We do it like you suggested IL Plumber, I was just curious, there are thousands of OSCARS PLUMBING here in LA, guys like you and me, only get the jobs when the Customers demand Quality and perfection, I was not looking for bashing, we have submitted our bid, we did add all the variables, we do have core drills, and I should get a Y or N today, most guys here have Spanish workers, not to many americans left, so that may leave out alot of guys, as there works will not want to work in the Immigration office, I keep you posted if we get it, it is the fun kind, all new is fun ! I figure hours, pipe, all fixtures, trap primers etc.................. , then add about alot for headach money and add alot for permits and once I have a number, then I add to that, so unless I feel comfortable with the end number, then I add on thaT FOR THEM TO HAGGLE, then I have a number I can lower and still be at a higher number than I wanted, so do not feel sorry for me, I need enough to pay all my bills, make a profit, pay my guys and still be able to carry till it is finiled, they do not hold anything for a year, I want all my money when it says on the contract .


----------



## PRDPLMR

Agreed... with the rest the only way is to figure your material/rental/Misc Sub and all your Efficency and so on..you mentioned it is occupied on the floor below so you know your installation gonna take twice as long because you have to prep areas with plastic and clean up after you work in that occupied space. when ever your up on that its your total labor X 100% Eff.

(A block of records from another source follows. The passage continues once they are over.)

PR #160, opened 2018-11-27
Revert "Add Arcade SDK files"

adamsitnik:
Reverts dotnet/performance#155 because it broke the benchmarks

Will send an email soon, but to tell the long story short we don't need to have a dependency on Arcade, just reuse the scripts Jose wrote in #150

This repo does not rely on CoreFX/CLR and the only thing we need is dotnet restore, build and run.


adamsitnik:
cc @adiaaida

adiaaida:
We need arcade so that we can move the jobs to Azure DevOps. So, like, yes, we do have a dependency on arcade.

PR #163, opened 2018-11-30
Add Arcade SDK files

adiaaida:
This change adds the Arcade files without modifying anything about how the performance repo builds. It adds everything that is necessary for creating the Azure DevOps jobs and onboarding to Dependency Flow, but nothing else.

Notes:
* Adds Directory.Build.props and Directory.Build.targets that are empty, which will harden us against cloning into repos/directories that have those files in the levels above
* adds global.json with only the msbuild-sdks list (so that Arcade can be updated automatically using dependency flow)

We have had jobs run any where from 3500-10,000per fixture before you just never now in construction. thats why we will get fired if we ever unit priced a job!


----------



## GREENPLUM

about 3-4 years's ago I did new resi house's by the fixture. I was doing all the Plumbing myself and with a helper. I did make good money


----------



## hulihan

The bummer here in Los Angeles, is there are thousands of new plumbers, they come and go, they have beutiful trucks, but they are gone fast, every job I see in progress has all Latino workers, they speak no english, probally are not suppose to be here in the first place, there is a handful of companys that are run by Latimos ( I have nothing againt them) but these guys have two or three legal plumbers and 20 non legal, they bid on large jobs, WAY under cut all of us, get the job, one after another, even the Plumbing Inspectors complain, but nobody seems to care, I really do not know how you go to the bank, and take out $10.000 or more, to pay all your underground worker every Friday without someone saying something, at there job sites, all these guys show up paked in cars and there are two trucks marked with there comapny logos, I see it every day of the week, year after year, it is so out of control, and it seems nothing can be done, so all the big jobs, are being done, and the work force is not even legal, I am way past being mad, nothing will ever be done, but I personally know about 10 or more, that take buckets of money to the bank, if they got caught, and made examples of, all us rule abiding Plumbers might be better off, two years ago, we repiped 20 mplus a year, maybe more, this year 3, so but those guys do building after building, amazing


----------



## coolwater

hulihan said:


> The bummer here in Los Angeles, is there are thousands of new plumbers, they come and go, they have beutiful trucks, but they are gone fast, every job I see in progress has all Latino workers, they speak no english, probally are not suppose to be here in the first place, there is a handful of companys that are run by Latimos ( I have nothing againt them) but these guys have two or three legal plumbers and 20 non legal, they bid on large jobs, WAY under cut all of us, get the job, one after another, even the Plumbing Inspectors complain, but nobody seems to care, I really do not know how you go to the bank, and take out $10.000 or more, to pay all your underground worker every Friday without someone saying something, at there job sites, all these guys show up paked in cars and there are two trucks marked with there comapny logos, I see it every day of the week, year after year, it is so out of control, and it seems nothing can be done, so all the big jobs, are being done, and the work force is not even legal, I am way past being mad, nothing will ever be done, but I personally know about 10 or more, that take buckets of money to the bank, if they got caught, and made examples of, all us rule abiding Plumbers might be better off, two years ago, we repiped 20 mplus a year, maybe more, this year 3, so but those guys do building after building, amazing


^truth.com

unit pricing is super dangerous under these circumstances


----------



## ToUtahNow

There is nothing wrong with a "per fixture" cost as long as you add the cost of all of the variables to that price.

Mark


----------



## dapperdan

I pop my contractors $700.00 per fixture. The supply all the fixtures and faucets. Fixtures are besides the basics stoves, fireplaces, washerboxes, ice maker lines etc


----------



## mselkee

Bid by fixture prices and you will get jobs. All the hi labor cost jobs! I know contractors in the So Cal area that were getting over $1,000/fixture in the late 80s that lost their A$$e$. Know your costs unless you like donating to a builder's bottom line.


----------



## LEAD INGOT

ILPlumber said:


> There is no price per fixture in commercial plumbing. WAY too many variables.
> 
> You are a professional. Go look at the job. Draw the dwv and water. price the fixtures. Estimate your man hours and get down the road.
> 
> If you don't own a scissor lift or core drill, don't forget to add in the rental.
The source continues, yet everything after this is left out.